Reply with one number: the count of lines in the records below that hold "would".

BEGIN

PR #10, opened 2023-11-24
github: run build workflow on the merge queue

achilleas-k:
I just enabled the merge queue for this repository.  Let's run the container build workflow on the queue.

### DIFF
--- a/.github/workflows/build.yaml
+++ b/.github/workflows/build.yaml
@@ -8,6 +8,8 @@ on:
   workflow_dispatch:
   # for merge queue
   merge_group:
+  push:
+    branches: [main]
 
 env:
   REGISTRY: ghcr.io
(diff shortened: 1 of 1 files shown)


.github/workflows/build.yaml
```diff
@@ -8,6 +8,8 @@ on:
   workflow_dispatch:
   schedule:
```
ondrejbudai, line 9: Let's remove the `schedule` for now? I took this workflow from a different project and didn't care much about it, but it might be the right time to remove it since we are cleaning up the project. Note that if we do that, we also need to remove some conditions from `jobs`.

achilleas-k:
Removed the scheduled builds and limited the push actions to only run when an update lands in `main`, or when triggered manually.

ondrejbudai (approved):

END
BEGIN

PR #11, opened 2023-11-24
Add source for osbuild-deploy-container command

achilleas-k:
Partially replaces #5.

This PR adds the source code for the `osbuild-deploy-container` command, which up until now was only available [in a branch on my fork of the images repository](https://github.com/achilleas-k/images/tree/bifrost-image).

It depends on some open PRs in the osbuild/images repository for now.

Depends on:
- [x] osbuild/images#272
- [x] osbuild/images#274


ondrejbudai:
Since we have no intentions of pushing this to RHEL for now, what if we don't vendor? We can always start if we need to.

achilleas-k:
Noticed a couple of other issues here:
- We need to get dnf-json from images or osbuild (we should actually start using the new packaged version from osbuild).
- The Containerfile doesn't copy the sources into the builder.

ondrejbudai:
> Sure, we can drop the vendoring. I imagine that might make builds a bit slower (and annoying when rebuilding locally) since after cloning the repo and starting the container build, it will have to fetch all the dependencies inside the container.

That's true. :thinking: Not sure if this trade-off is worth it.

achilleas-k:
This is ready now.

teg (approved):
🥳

END
BEGIN

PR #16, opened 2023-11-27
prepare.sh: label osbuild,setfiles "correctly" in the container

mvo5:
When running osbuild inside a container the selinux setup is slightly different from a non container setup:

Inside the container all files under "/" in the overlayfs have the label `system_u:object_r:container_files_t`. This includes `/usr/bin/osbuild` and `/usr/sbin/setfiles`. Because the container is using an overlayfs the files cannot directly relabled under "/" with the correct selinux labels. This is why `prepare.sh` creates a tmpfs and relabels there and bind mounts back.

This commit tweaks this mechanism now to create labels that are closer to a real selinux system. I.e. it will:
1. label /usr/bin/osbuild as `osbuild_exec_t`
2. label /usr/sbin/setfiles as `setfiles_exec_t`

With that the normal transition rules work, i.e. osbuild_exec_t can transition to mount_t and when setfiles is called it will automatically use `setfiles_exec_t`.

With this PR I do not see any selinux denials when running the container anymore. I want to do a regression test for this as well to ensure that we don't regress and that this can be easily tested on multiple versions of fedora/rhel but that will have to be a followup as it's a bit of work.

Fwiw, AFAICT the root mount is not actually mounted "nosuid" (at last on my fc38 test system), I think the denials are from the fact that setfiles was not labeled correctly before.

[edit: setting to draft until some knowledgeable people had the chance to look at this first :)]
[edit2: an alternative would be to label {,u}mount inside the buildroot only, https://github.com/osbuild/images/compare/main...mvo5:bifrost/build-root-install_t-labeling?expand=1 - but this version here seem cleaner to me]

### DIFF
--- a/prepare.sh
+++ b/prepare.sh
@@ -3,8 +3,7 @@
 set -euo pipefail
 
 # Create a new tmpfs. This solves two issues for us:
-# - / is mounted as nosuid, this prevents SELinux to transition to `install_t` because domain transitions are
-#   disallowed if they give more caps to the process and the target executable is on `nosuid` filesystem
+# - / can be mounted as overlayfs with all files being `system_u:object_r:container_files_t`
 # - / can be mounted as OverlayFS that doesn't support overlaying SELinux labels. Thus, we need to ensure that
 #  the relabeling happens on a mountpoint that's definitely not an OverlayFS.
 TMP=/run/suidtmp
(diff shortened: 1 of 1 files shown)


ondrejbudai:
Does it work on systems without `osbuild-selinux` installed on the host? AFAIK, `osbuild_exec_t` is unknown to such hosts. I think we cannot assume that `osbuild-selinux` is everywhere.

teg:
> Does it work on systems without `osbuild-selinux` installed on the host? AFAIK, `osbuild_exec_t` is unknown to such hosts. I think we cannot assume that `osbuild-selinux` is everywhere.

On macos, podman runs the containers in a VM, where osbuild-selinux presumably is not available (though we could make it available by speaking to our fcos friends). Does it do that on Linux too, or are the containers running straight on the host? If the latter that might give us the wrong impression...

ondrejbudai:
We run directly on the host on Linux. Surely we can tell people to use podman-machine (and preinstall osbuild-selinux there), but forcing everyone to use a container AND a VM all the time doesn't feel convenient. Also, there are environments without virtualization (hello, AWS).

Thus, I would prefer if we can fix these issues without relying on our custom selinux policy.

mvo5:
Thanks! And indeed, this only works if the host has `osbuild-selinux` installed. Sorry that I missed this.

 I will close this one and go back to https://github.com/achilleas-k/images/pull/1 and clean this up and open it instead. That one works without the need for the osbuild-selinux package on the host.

END

RESPONSE TO THE TASK ▸ 2